What the exercise asks:
Collect the lines of the entries where "walking" shows up.

Supplied entries:
PR #355, opened 2023-02-28
Implement stack walking (backtrace)

rasky:
Quoting the docs:

```
This module implements two POSIX/GNU standard functions to help walking
the stack and providing the current execution context: backtrace() and
backtrace_symbols().
 
The functions have an API fully compatible with the standard ones. The
implementation is however optimized for the MIPS/N64 case, and with
standard compilation settings. See the documentation in backtrace.c
for implementation details.
 
You can call the functions to inspect the current call stack. For
a higher level function that just prints the current call stack
on the debug channels, see #debug_backtrace.
```

An optimized symbol table is generated by a new tool (n64sym), which is then hooked up to the build system (n64.mk). The symbol table is then embedded in the ROM as rompak.

n64sym analyzes standard DWARF debugging symbol in the ELF file using tools from the toolchain, so that it doesn't have to embed a DWARF parser and is thus hopefully very solid to feature evolutions of these (ever changing) standards. It is quite fast (~100ms for a standard C ROM, ~1 sec for huge C++ ROMs that take forever to link). The symbol table is reasonably compact (100-200K up to 1M for huge ROMs) and is never loaded into ROM, but fully queried directly from ROM. Obviously it can be removed from production builds (backtracing still works without symbol table, but of course only hexadecimal addresses will be printed).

Response area:
Implement stack walking (backtrace)
This module implements two POSIX/GNU standard functions to help walking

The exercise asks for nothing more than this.